El desarrollo de los noventa con actuaciones como la Circunvalación marcan un tiempo de bonanza en el capítulo de las inversiones públicas, un objetivo, por otra parte, siempre minimizado pese a la población que acoge el municipio, no sólo la empadronada sino la flotante debido a la condición turística del mismo, a su consideración de núcleo administrativo y a la atención sanitaria, cuestiones que provocan una entrada y salida permanente de habitantes de las otras Islas. Pero el reconocimiento de un evidente progreso frente a un pasado calamitoso no puede llevarnos a obviar, sin ir más lejos, que una parte del territorio municipal está ocupado aún por infraviviendas producto de un planeamiento deshumanizado, donde escasean los espacios libres y comunitarios, las aceras, desconectados del transporte público y con casas de dimensiones que no contribuyen a la convivencia familiar.
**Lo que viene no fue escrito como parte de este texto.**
PR #205, opened 2018-03-07
#204 reintroduce Werror and work around failures in cereal

Dekken:


Mbompr:
Ok if we keep only the Werror commit

Dekken:
ooh I thought I reset this to remove that commit >_>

Las Palmas de Gran Canaria opta a los fondos europeos Next Generation con 300 proyectos por valor de 1.200 millones de euros, una propuesta para generar empleo y riqueza en la capital a través de iniciativas enmarcadas en la economía verde, desde la digitalización de la administración pública pasando por la forestación y las energías renovables, hasta las llamadas infraestructuras azules vinculadas al mar. Bienvenido sea la inversión de la Unión Europea, pero el Ayuntamiento no debe olvidar, como hemos señalado, que en el municipio existe una periferia que reclama atenciones básicas que no pueden ser aplazadas de manera sistemática. Los politicos, sean los que sean -no es un plan que se pueda desarrollar en uno o dos años- tienen ante sí el reto de resolver expedientes de ese pasado desarrollista, pero con los requerimientos que establece ahora la UE para la recuperación. No se pueden crear ciudadanos de primera y de segunda, en definitiva, un urbanismo que ahonde en las desigualdades en el acceso a la educación y la cultura, o en la oportunidad de obtener un trabajo.
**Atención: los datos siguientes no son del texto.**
PR #7131, opened 2025-12-14
Ladybird: Register signal handlers for graceful shutdown

mattt-thompson:
I'm fed up of being hit with "Ladybird PID file '/run/user/1000/Ladybird.pid' exists with PID 12254, but process cannot be found" if i CTRL + C on the CLI to close the browser and then launch it back up, which I often do as the options to maximize/minimize/close the application in the top right does not show on Linux Mint if the application is maximized, and with the extension rid of titles of applications, so I think this is worthy of its own PR.

PR #7603, opened 2026-01-24
LibCore: Avoid crash if notifier not registered if terminated by CTRL-C

### LINKED ISSUE #7602: VERIFICATION FAILED in EventLoopImplementationUnix.cpp during unregister_notifier
While testing #7574, once the fix is in place from #7600 the following crash would occur if CTRL-C is pressed to stop Ladybird.  Stopping Ladybird normally does not cause the VERIFICATION FAILED.

`./Meta/ladybird.py run Ladybird google.com`

After connecting to google.com successfully, and HTTP/3 protocol had to fallback in CURL due to firewall blocked UDP/QUIC traffic, and CTRL-C is pressed to stop Ladybird.

```
^CVERIFICATION FAILED: m_has_value at /home/bobo/projects/myladybird/AK/Optional.h:359
bobo@bobo-VirtualBox:~/projects/myladybird$ Stack trace (most recent call first):
#0  (inlined)          in AK::Optional<unsigned long>::release_value() at /home/bobo/projects/myladybird/AK/Optional.h:359:9
#1  0x0000733d24b85b9b in Core::EventLoopManagerUnix::unregister_notifier(Core::Notifier&) at /home/bobo/projects/myladybird/Libraries/LibCore/EventLoopImplementationUnix.cpp:661:87
#2  (inlined)          in Core::Notifier::set_enabled(bool) at /home/bobo/projects/myladybird/Libraries/LibCore/Notifier.cpp:35:45
#3  (inlined)          in Core::Notifier::~Notifier() at /home/bobo/projects/myladybird/Libraries/LibCore/Notifier.cpp:22:16
#4  0x0000733d24b718b5 in Core::Notifier::~Notifier() at /home/bobo/projects/myladybird/Libraries/LibCore/Notifier.cpp:23:1
#5  (inlined)          in AK::AtomicRefCounted<Core::EventReceiver>::unref() const at /home/bobo/projects/myladybird/AK/AtomicRefCounted.h:76:13
#6  (inlined)          in void AK::unref_if_not_null<Core::Notifier>(Core::Notifier*) at /home/bobo/projects/myladybird/AK/NonnullRefPtr.h:32:19
#7  (inlined)          in AK::RefPtr<Core::Notifier>::clear() at /home/bobo/projects/myladybird/AK/RefPtr.h:223:26
#8  0x0000733d24bc2395 in IPC::TransportSocket::~TransportSocket() at /home/bobo/projects/myladybird/Libraries/LibIPC/TransportSocket.cpp:152:31
#9  (inlined)          in AK::NonnullOwnPtr<IPC::TransportSocket>::clear() at /home/bobo/projects/myladybird/AK/NonnullOwnPtr.h:133:9
#10 (inlined)          in AK::NonnullOwnPtr<IPC::TransportSocket>::~NonnullOwnPtr() at /home/bobo/projects/myladybird/AK/NonnullOwnPtr.h:50:14
#11 0x0000733d24bb358c in IPC::ConnectionBase::~ConnectionBase() at /home/bobo/projects/myladybird/Libraries/LibIPC/Connection.cpp:29:1
#12 0x00005a73bf88369c in RequestServer::ConnectionFromClient::~ConnectionFromClient() at /home/bobo/projects/myladybird/Services/RequestServer/ConnectionFromClient.cpp:64:1
#13 (inlined)          in AK::AtomicRefCounted<Core::EventReceiver>::unref() const at /home/bobo/projects/myladybird/AK/AtomicRefCounted.h:76:13
#14 (inlined)          in void AK::unref_if_not_null<RequestServer::ConnectionFromClient>(RequestServer::ConnectionFromClient*) at /home/bobo/projects/myladybird/AK/NonnullRefPtr.h:32:19
#15 (inlined)          in AK::RefPtr<RequestServer::ConnectionFromClient>::clear() at /home/bobo/projects/myladybird/AK/RefPtr.h:223:26
#16 (inlined)          in AK::RefPtr<RequestServer::ConnectionFromClient>::~RefPtr() at /home/bobo/projects/myladybird/AK/RefPtr.h:103:14
#17 (inlined)          in AK::HashMap<int, AK::RefPtr<RequestServer::ConnectionFromClient>, AK::Traits<int>, AK::Traits<AK::RefPtr<RequestServer::ConnectionFromClient> >, false>::Entry::~Entry() at /home/bobo/projects/myladybird/AK/HashMap.h:23:12
#18 (inlined)          in AK::HashTable<AK::HashMap<int, AK::RefPtr<RequestServer::ConnectionFromClient>, AK::Traits<int>, AK::Traits<AK::RefPtr<RequestServer::ConnectionFromClient> >, false>::Entry, AK::HashMap<int, AK::RefPtr<RequestServer::ConnectionFromClient>, AK::Traits<int>, AK::Traits<AK::RefPtr<RequestServer::ConnectionFromClient> >, false>::EntryTraits, false>::~HashTable() at /home/bobo/projects/myladybird/AK/HashTable.h:188:44
#19 (inlined)          in AK::HashTable<AK::HashMap<int, AK::RefPtr<RequestServer::ConnectionFromClient>, AK::Traits<int>, AK::Traits<AK::RefPtr<RequestServer::ConnectionFromClient> >, false>::Entry, AK::HashMap<int, AK::RefPtr<RequestServer::ConnectionFromClient>, AK::Traits<int>, AK::Traits<AK::RefPtr<RequestServer::ConnectionFromClient> >, false>::EntryTraits, false>::~HashTable() at /home/bobo/projects/myladybird/AK/HashTable.h:180:5
#20 0x00005a73bf886676 in AK::HashMap<int, AK::RefPtr<RequestServer::ConnectionFromClient>, AK::Traits<int>, AK::Traits<AK::RefPtr<RequestServer::ConnectionFromClient> >, false>::~HashMap() at /home/bobo/projects/myladybird/AK/HashMap.h:21:7
#21 0x0000733d23a48270 in __run_exit_handlers at ./stdlib/exit.c:118:8
#22 0x0000733d23a4834d in __GI_exit at ./stdlib/exit.c:148:3
#23 0x0000733d23a2a57e in __libc_start_call_main at ./csu/../sysdeps/nptl/libc_start_call_main.h:74:3
#24 0x0000733d23a2a63a in __libc_start_main_impl at ./csu/../csu/libc-start.c:360:3
#25 0x00005a73bf879f54 in _start at /home/bobo/projects/myladybird/Build/release/libexec/RequestServer
```

rcorsi:
In situations where some HTTP/3 traffic might be blocked by firewalls as in issue #7574, notifiers might not be registered as expected.

Found will testing #7600.

Fixes #7602

### DIFF
--- a/Libraries/LibCore/EventLoopImplementationUnix.cpp
+++ b/Libraries/LibCore/EventLoopImplementationUnix.cpp
@@ -638,8 +638,9 @@ void EventLoopManagerUnix::unregister_timer(intptr_t timer_id)
 
 void EventLoopManagerUnix::register_notifier(Notifier& notifier)
 {
+    Threading::RWLockLocker<Threading::LockMode::Read> locker(s_thread_data_lock);
     auto& thread_data = ThreadData::the();
-    Threading::MutexLocker locker(thread_data.mutex);
+    Threading::MutexLocker thread_data_content_locker(thread_data.mutex);
 
     thread_data.notifier_to_index.set(&notifier, thread_data.poll_fds.size());
     thread_data.notifiers.append(&notifier);


Libraries/LibCore/EventLoopImplementationUnix.cpp
```diff
@@ -658,6 +658,9 @@ void EventLoopManagerUnix::unregister_notifier(Notifier& notifier)
         return;
     Threading::MutexLocker thread_data_content_locker(thread_data->mutex);
 
+    if (!thread_data->notifier_to_index.contains(&notifier))
+        return;
```
ADKaster: how did we end up in a state where the notifier to index map doesn't contain the notifier in question? that sounds like we're unregistering the notifier from a different thread than it was registered for, or after that thread's thread_local data is destroyed.

If this is in fact the correct patch, doing two lookups is unreasonable when we could just
```
auto maybe_notifier = thread_data->notifier_to_index.take(&notifier);
if (!maybe_notifier.has_value())
    return;
auto notifier_index = maybe_notifier.release_value();
```

rcorsi: I think your patch version is much better.

I'll see if I can understand why the notifier is missing exactly.

rcorsi:
In my test I just connect to google.com

`./Meta/ladybird.py run Ladybird google.com >run.log 2>&1`

Firewall is setup blocking port 443 UDP outgoing.

I modified the code to show the registration and unregistration and also when the notifier is not present.

```diff
diff --git a/Libraries/LibCore/EventLoopImplementationUnix.cpp b/Libraries/LibCore/EventLoopImplementationUnix.cpp
index f75e6fb6e9..512cbb83f8 100644
--- a/Libraries/LibCore/EventLoopImplementationUnix.cpp
+++ b/Libraries/LibCore/EventLoopImplementationUnix.cpp
@@ -638,6 +638,8 @@ void EventLoopManagerUnix::unregister_timer(intptr_t timer_id)
 
 void EventLoopManagerUnix::register_notifier(Notifier& notifier)
 {
+    dbgln("REGISTERING: {}", &notifier);
+
     auto& thread_data = ThreadData::the();
     Threading::MutexLocker locker(thread_data.mutex);
 
@@ -652,6 +654,8 @@ void EventLoopManagerUnix::register_notifier(Notifier& notifier)
 
 void EventLoopManagerUnix::unregister_notifier(Notifier& notifier)
 {
+    dbgln("UNREGISTERING: {}", &notifier);
+
     Threading::RWLockLocker<Threading::LockMode::Read> locker(s_thread_data_lock);
     auto* thread_data = ThreadData::for_thread(notifier.owner_thread());
     if (!thread_data)
@@ -659,8 +663,10 @@ void EventLoopManagerUnix::unregister_notifier(Notifier& notifier)
     Threading::MutexLocker thread_data_content_locker(thread_data->mutex);
 
     auto maybe_notifier = thread_data->notifier_to_index.take(&notifier);
-    if (!maybe_notifier.has_value())
+    if (!maybe_notifier.has_value()) {
+        dbgln("NOT PROPERLY REGISTERED: {}", &notifier);
         return;
+    }
     auto notifier_index = maybe_notifier.release_value();
 
     if (notifier_index + 1 < thread_data->poll_fds.size()) {

```

I might wait a few seconds or wait some time before I hit CTRL-C, and the number of notifiers that can't be unregistered vary between 0 and 6, usually an even number.

I tried adding a dump_backtrace() during the registering to see where it was coming from and then the problem disappeared.

rcorsi:
@ADKaster what about the #7131 solution? I will give that a try to see if it prevents the issue.

rcorsi:
Hmmm #7131 doesn't help.

Libraries/LibCore/EventLoopImplementationUnix.cpp
R-Goc: How could maybe_notifier not have value? The only two things which touch that HashMap are register and unregister notifier. The first one always sets it to a value, and the second one shoud always take it no? It would be nice to have two implementations of EventLoop on linux/macos to check if bugs are inside EvenLoop or somewhere else. Anyone up to write an epoll or kqueue one?

rcorsi: A lock is missing in the register.  Still testing, but that is what it looks like.

R-Goc: But there is a lock there. The rwlock is not needed as it's just for finding the thread data for a thread. Which we only register for our own thread.

rcorsi: I've updated the code. It solves the problem. No more issues.

Why its needed?  If two or more registers come at similar time, especially at start, could the s_thread_data HashMap get messed up.  

ThreadData& the() on line 224 especially lines 226-227 and the 'new' on line 230. Could we lose (and leak) some data there depending which pointer is returned.

the() code is not very safe.

rcorsi: You have same lock situation in register_timer.   Register has one lock, unregister has two.  Why do we have two in one and one in the other.

I put a Read lock in the register, but I guess it should be a Write lock.

I guess I need to run it with the thread sanitizer to be sure what is getting corrupted or lost.

ADKaster:
The original issue (#7602) shows a backtrace where we're destroying a global HashMap of `RequestServer::ConnectionFromClient` RefPtrs. Doing this is... inherently unsafe. The issue probably cropped up because something about your other patch, or your environment changed global destructor registration order, causing some good ol static init order fiasco goodness.

Destroying that hash map is dangerous because as shown in the backtrace, destroying those clients destroys their IPC connections, which unregisters some notifiers. Unregistering notifiers checks global (thread) state in EventLoopImplementationUnix. We've got cross-global dependencies, which is bad juju.

I suspect that any of

1) manually clearing out that hashmap on event loop exit (we don't have such a mechanism) 
2) wrapping the s_connections global map in AK::NeverDestroyed
3) changing the scoping on "the list of all connections" such that its lifetime is strictly shorter than the Core::EventLoop on the stack in RequestServer/main.cpp 

would solve the root cause

(p.s. I know at least one thakis that would probably vote for "less globals")

shannonbooth:
related commit in https://github.com/LadybirdBrowser/ladybird/pull/7582

rcorsi:
Yeah, I see that the write lock is present in the() function on `Libraries/LibCore/EventLoopImplementationUnix.cpp:234`. So this fix is not correct.

Also #7582 was merged, and this problem is gone. Can't reproduce it.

La inyección de fondos europeos para regenerar Las Palmas de Gran Canaria nos pone ante la tesitura de una administración ágil y transparente, descentralizada y accesible, capaz de fiscalizar el empleo del dinero y la calidad del servicio o la obra. Hay que acabar con el espectáculo de adjudicaciones que no llegan a buen fin, con empresas que superan los plazos acordados y con sobrecostes que recaen en los ciudadanos. Bruselas vigilará la pulcritud de los compromisos, así como su cumplimiento, mientras a las instituciones les corresponde contar con una gestión acorde con su ambición para evitar la frustración o el enfado de los ciudadanos.
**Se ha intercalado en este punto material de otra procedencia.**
PR #7611, opened 2026-01-24
LibWeb/WebAudio: Implement basic offline rendering loop

Prospero23:
This PR introduces a basic offline rendering loop to process audio for the WebAudio API, based on the work of @jonbgamble.

## Description
We cannot access GC allocated objects off the main thread, so this PR creates a render thread friendly snapshot of the audio graph using `snapshot_render_graph()`. This snapshot is represented as a `RenderGraphDescription` that is then consumed by `RenderGraph` / `RenderGraphImpl` to construct and process a graph of `RenderNodes` on the rendering thread via `OfflineAudioRenderThread`.  

Follows the [Web Audio API rendering loop specification](https://webaudio.github.io/web-audio-api/#rendering-loop) and adds relevant spec steps as needed.

Only implements processing for `ConstantSourceNode` to keep the scope minimal.

Does not handle AudioParam processing/automation, suspend/resume, mixing, or graph updates.

## Testing
- `TestWebAudioRenderGraph.cpp` to test basic quantum rendering.
- `TestOfflineAudioRenderThread.cpp` to test basic helper thread API.
- 32 passing WPT to test basic rendering behavior of `ConstantSourceNodes` and currentTime incrementing.

### DIFF
--- a/Libraries/LibWeb/WebAudio/BaseAudioContext.h
+++ b/Libraries/LibWeb/WebAudio/BaseAudioContext.h
@@ -52,7 +52,16 @@ public:
 
     GC::Ref<AudioDestinationNode> destination() const { return *m_destination; }
     float sample_rate() const { return m_sample_rate; }
-    double current_time() const { return m_current_time; }
+    // https://webaudio.github.io/web-audio-api/#dom-baseaudiocontext-currenttime
+    // [from-spec] currentTime MUST be read atomically on the control thread.
+    // We store [[current frame]] atomically and derive currentTime from it.
+    double current_time() const
+    {
+        auto frame = m_current_frame.load(AK::MemoryOrder::memory_order_acquire);
+        if (m_sample_rate <= 0)
+            return 0.0;
+        return static_cast<double>(frame) / static_cast<double>(m_sample_rate);
+    }
     GC::Ref<AudioListener> listener() const { return m_listener; }
     Bindings::AudioContextState state() const { return m_control_thread_state; }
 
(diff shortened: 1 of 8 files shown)


Libraries/LibWeb/WebAudio/OfflineAudioRenderThread.cpp
```diff
@@ -0,0 +1,155 @@
...
+    graph.begin_quantum(current_frame);
+    AudioBus const& destination_bus = graph.render_destination_for_current_quantum();
+
+    VERIFY(destination_bus.channel_count() > 0);
+
+    for (u32 out_channel = 0; out_channel < channel_count; ++out_channel) {
+        auto const& bus_channel = destination_bus.channel(min(out_channel, destination_bus.channel_count() - 1));
+        auto& output = out.rendered_channels[out_channel];
+        for (u32 i = 0; i < frames_this_quantum; ++i)
+            output[current_frame + i] = bus_channel[i];
```
R-Goc: This looks like it could be made into a memcpy.

Prospero23: Fixed. 

Switched to a bulk copy using  `Span` to mirror `DestinationRenderNode::process()`

jonbgamble:
Hey, Looking good!

If the last branch of mine you looked at was webaudio-canary, I've since reorganized to an out-of-process approach (for live AudioContexts, not Offline). There's a complete webaudio implementation in [this draft PR](https://github.com/LadybirdBrowser/ladybird/pull/8117).

Not sure how much of it would be useful here, but it's there if you get bored

Prospero23:
Sounds good.  I need to look at the new version/ fix the broken build from the rebase. Life has been insane but should have time in next week to finally do it.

La celebración de los 543 años de la ciudad llega con el anuncio de que optará a la candidatura de la Capital Cultural Europea 2031, como lanzadera para la transformación de Las Palmas de Gran Canaria. Obtener este grado de excelencia sería una noticia extraordinaria, pero también la asunción de que le espera a sus promotores un trabajo arduo que haga competitiva la candidatura. El municipio se la juega tratando de elaborar una propuesta capaz de transmitir una historia y cultura compleja, pero, como decíamos al principio, de una singularidad sin fisuras en el contexto de la UE. Sin duda alguna, la idea constituye una motivación plena para superar la recesión económica en la que nos ha sumido la pandemia, un empuje para acometer proyectos de calidad, no tanto por su carácter icónico, sino por su aportación a la mejora de la vida de los vecinos.

El ciclo de grandes cambios que se nos viene encima debe ser generoso con las identidades que conviven en Las Palmas de Gran Canaria, no sólo evitar que sus riquezas culturales desaparezcan o agonicen, sino también proteger modos de vida urbanos que se han conformado décadas tras décadas, otros de forma más reciente, a los que hay que mimar para frenar una indeseable homogeneidad social. En 543 años de vida han cambiado y desaparecido muchas cosas, como no podía ser de otra manera, pero hay constantes que se han mantenido y que nos distinguen, malas y buenas, En el reconocimiento de las mismas está el llegar o no a buen puerto.